- _MATERIAL FOR THE TASK_
PR #1099, opened 2018-01-07
i9195: add initial support

rrooij:
Current status:

* Red glare on screen (probably need kernel patch)
* No touch support
* Networking on USB with SSH does not work, but the device boots normally and does not freeze, so this is probably just a kernel config that needs to be set


rrooij:
dmesg log when connecting it with USB:

```
[12575.946616] usb 2-1.2: new high-speed USB device number 12 using ehci-pci
[12576.055903] usb 2-1.2: New USB device found, idVendor=04e8, idProduct=685d
[12576.055910] usb 2-1.2: New USB device strings: Mfr=1, Product=2, SerialNumber=0
[12576.055915] usb 2-1.2: Product: MSM8960
[12576.055918] usb 2-1.2: Manufacturer: Sasmsung
[12615.173769] usb 2-1.2: USB disconnect, device number 12
```

zhuowei:
@rrooij Try disabling CONFIG_USB_ANDROID_SAMSUNG_COMPOSITE: it looks like that disables non-mtp modes in the USB composite driver.

rrooij:
@zhuowei Thanks for your suggestion, I will take a look at it.

rrooij:
@zhuowei The kernel fails to compile when `CONFIG_USB_ANDROID_SAMSUNG_COMPOSITE` is turned off. The kernel does compile when I disable both `CONFIG_USB_ANDROID_G` and the Samsung Composite option, but it has the same problem with no SSH.

Using the ethernet USB Gadget driver does not work either.

drebrez:
as discussed in chat, the usb issue might be something like this https://github.com/postmarketOS/pmbootstrap/blob/master/aports/device/device-htc-bravo/initfs-hook.sh#L8

rrooij:
@ollieparanoid It's been added to the device overview and has now a entry on the wiki:
https://wiki.postmarketos.org/wiki/Samsung_Galaxy_S4_Mini_LTE

I already made a patch for this but haven't included it yet, as I was afraid that it might lead to other problems that I can't foresee.

aports/device/device-samsung-i9195/deviceinfo
```diff
@@ -0,0 +1,35 @@
...
+deviceinfo_bootimg_qcdt="false"
+deviceinfo_flash_offset_base="0x80200000"
+deviceinfo_flash_offset_kernel="0x00008000"
+deviceinfo_flash_offset_ramdisk="0x02000000"
+deviceinfo_flash_offset_second="0x00f00000"
+deviceinfo_flash_offset_tags="0x00000100"
+deviceinfo_flash_pagesize="2048"
+deviceinfo_flash_heimdall_partition_kernel="BOOT"
+deviceinfo_flash_heimdall_partition_system=""
+
```
Halamix2: I would suggest adding `deviceinfo_weston_pixman_type="2"`line
https://wiki.postmarketos.org/wiki/Deviceinfo_reference#weston
(kernel patch will probably break KDE so for now adding this line is the preferred way of fixing Weston)

zhuowei:
@rrooij The kernel linked on the Wiki page seems to be wrong: you might want to change it to link to `android_kernel_samsung_msm8930-common` instead.

rrooij:
@zhuowei thanks, the wiki entry is fixed

PR #1101, opened 2018-01-08
Add basic support for Nokia N9

filippz:
Basic support includes working display (no GPU support at this time) and touchscreen with xfce4 and USB networking.
Contains watchdog support for devices with more than one watchdogs.


filippz:
Thanks for the fixes - they are fine by me.
Also a big thanks to @pavelmachek for his help!

ollieparanoid:
@filippz, @pavelmachek: I've moved the Nokia N9 and N950 up in the [devices](https://wiki.postmarketos.org/wiki/Devices) page from non-booting to booting devices. Is the table filled out correctly for it? If not, please change it (or if you have no time, write here what's wrong). Thanks!

PR #1103, opened 2018-01-08
tf101: add initial support

rrooij:
Initial support for the TF101.

Boots into Weston, but doesn't support USB Networking.

Status:

* Boots into Weston
* Screen colors are fine
* Flashing with normal tools does not work, flashing needs to be done with dd inside recovery (see the [wiki entry](https://wiki.postmarketos.org/wiki/ASUS_Eee_Pad_Transformer_(asus-tf101)) for this device)
* USB networking does not work, neither seems touch screen to be working. It doesn't freeze after loading Weston though, since the device is able to go in standby and be waked up (although the Weston lock screen can't be unlocked since touch does not seem to be working)

bootscreen
weston


aports/device/device-asus-tf101/APKBUILD
```diff
@@ -0,0 +1,22 @@
+# Reference: <https://postmarketos.org/devicepkg>
+pkgname="device-asus-tf101"
+pkgdesc="Asus Asus Eee Pad Transformer"
```
ollieparanoid: One "Asus" is enough. (I know, autogenerated. `pmbootstrap` is patched now so this doesn't happen anymore 😉 )

aports/device/linux-asus-tf101/APKBUILD
```diff
@@ -0,0 +1,98 @@
+# Kernel config based on: arch/arm/configs/tf101-linux_defconfig
+
+pkgname="linux-asus-tf101"
+pkgver=3.1.10
+pkgrel=0
+pkgdesc="Asus Asus Eee Pad Transformer kernel fork"
```
ollieparanoid: One "Asus" is enough. (I know, autogenerated. `pmbootstrap` is patched now so this doesn't happen anymore 😉 )

ollieparanoid:
I can confirm that it builds successfully!

aports/device/device-asus-tf101/APKBUILD
rrooij: Done! Thanks for your remarks.

LongnoseRob:
Thanks for the work on the TF101,
unfortunatelz the wiki-page  on the TF101 is not clear to me:
Step 4: ./blobpack blob /tmp/postmarketOS-export/boot.img-asus-tf101 LNX
What should LNX be? the kernel-file?

rrooij:
@LongnoseRob 
LNX is not the kernel file. `boot.img-asus-tf101` is the kernel file and `LNX` is the name of the partition. It is needed for some reason to let the tablet know that the blob should be on the LNX partition.

ollieparanoid:
If you guys are interested, it should be possible to streamline this a bit more with `pmbootstrap`. Here are ideas that build on each other and could be done in independent PRs:
* Package `blobpack`
* Create a new deviceinfo variable `deviceinfo_generate_blobpack` and let the initramfs script generate the blob file automatically, when it is set (just like `deviceinfo_generate_bootimg`).
* Export the blob file along with the rest with `pmbootstrap export`
* Implement a new flash method, which executes the commands described in the wiki when running `pmbootstrap flasher flash_system` and `pmbootstrap flasher flash_kernel`.

drebrez:
@rrooij @ollieparanoid I've found on internet that it has an APX mode which is something like fastboot and allows to flash the device. More info here => https://forum.xda-developers.com/wiki/APX_mode

rrooij:
@drebrez 
cc @ollieparanoid 
I know about APX mode, but you have to use the proprietary `nvflash` in order to flash it. It is comparable to Odin, but a free software equivalent like Heimdall hasn't been created yet.

And my exact revision of this device doesn't support nvflash.

rrooij:
The problems with touch and USB should be fairly easy to solve by the way. We just have to look at what the Ubuntu installations do differently than we:

https://forum.xda-developers.com/showthread.php?t=2648862

I took the same kernel as used in this link.

rrooij:
@LongnoseRob I made an error in the wiki. LNX should come before the kernel image. I switched the command line arguments by accident. It is fixed now.

PR #1105, opened 2018-01-09
i9195: fix weston pixman type

rrooij:
Fix the red screen by defining the pixman type in the deviceinfo
file.
  
pixman_fix


aports/device/device-samsung-i9195/deviceinfo
```diff
@@ -33,3 +33,6 @@ deviceinfo_flash_pagesize="2048"
 deviceinfo_flash_heimdall_partition_kernel="BOOT"
 deviceinfo_flash_heimdall_partition_system=""
 
+# Weston pixman setting
+deviceinfo_weston_pixman_type="2"
+
```
PureTryOut: Trailing empty lines should be removed.

rrooij:
X does not boot with XFCE4, and I'm almost certain that it has to do with the pixman stuff, as I've experienced before. I think a kernel patch is needed as long term solution.

PR #1106, opened 2018-01-09
[samsung-i9070] Add proper fix for framebuffer

drebrez:
- Removed the framebuffer configuration in the initramfs hook
- Added patch for fixing the framebuffer mode in the kernel source
- Cleanup linux-samsung-i9070 APKBUILD


drebrez:
@ollieparanoid yes it fixes the X11 problem, when the `cat /sys/class/graphics/fb0/modes > /sys/class/graphics/fb0/mode` is performed before the hook, setting the `bits_per_pixel` and the `virtual_size` after, was useless. So I debugged the fb driver and discovered how to set the proper RGB value and how to compute the correct virtual width/height.
Everything works perfectly except (just discovered now) when X11 is rotated (with [this](https://github.com/postmarketOS/pmbootstrap/blob/88bea7534f242149296a3703ec80de94b3061326/aports/main/postmarketos-ui-hildon/x11-fbdev-rotate.conf) config), something trigger the driver to set some incorrect values somewhere and the colors/alignement is a little bit messed up.
I will continue with the debugging to find out what happens there. Or I'll look into mainlining it :smile:

PR #1110, opened 2018-01-10
Spaces -> Tabs in artwork package 

moondeck:
I apologize for this, should haven't missed that. Committed to master as i think creating another branch is unnecessary.

### DIFF
--- a/aports/main/postmarketos-artwork-wallpapers/APKBUILD
+++ b/aports/main/postmarketos-artwork-wallpapers/APKBUILD
@@ -20,9 +20,9 @@ package() {
 }
 
 extra() {
-  mkdir -p "$subpkgdir"/usr/share/wallpapers/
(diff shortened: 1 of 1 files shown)


PureTryOut:
> Committed to master as i think creating another branch is unnecessary.

Well, that's up to you, we don't really care 😛 

It's just that making a separate branch for everything you do makes sure you don't accidentally mix commits, as long as you're in the correct branch. And keeping `master` up-to-date with just upstream, allows you to use it as base branch for those other branches.

So say you now think of something new to do while this pull request isn't merged yet. If you continue working in `master`, the commit from this PR will also end up in the new PR you'll make, while it shouldn't be there. Making a separate branch at this point wouldn't matter, as the commit you made to `master` will just follow you along to the new branch. By keeping the `master` branch clean from your own commits, you can easily start working on something new: you change the active branch to master, checkout a fresh new branch, and start working.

- _PROBLEM TO SOLVE_
Retype the portion of the data above that starts on the line with "PR #1101, opened 2018-01-08" and finishes on the line with "for this device)", including both of those lines.

- _REPLY_
PR #1101, opened 2018-01-08
Add basic support for Nokia N9

filippz:
Basic support includes working display (no GPU support at this time) and touchscreen with xfce4 and USB networking.
Contains watchdog support for devices with more than one watchdogs.


filippz:
Thanks for the fixes - they are fine by me.
Also a big thanks to @pavelmachek for his help!

ollieparanoid:
@filippz, @pavelmachek: I've moved the Nokia N9 and N950 up in the [devices](https://wiki.postmarketos.org/wiki/Devices) page from non-booting to booting devices. Is the table filled out correctly for it? If not, please change it (or if you have no time, write here what's wrong). Thanks!

PR #1103, opened 2018-01-08
tf101: add initial support

rrooij:
Initial support for the TF101.

Boots into Weston, but doesn't support USB Networking.

Status:

* Boots into Weston
* Screen colors are fine
* Flashing with normal tools does not work, flashing needs to be done with dd inside recovery (see the [wiki entry](https://wiki.postmarketos.org/wiki/ASUS_Eee_Pad_Transformer_(asus-tf101)) for this device)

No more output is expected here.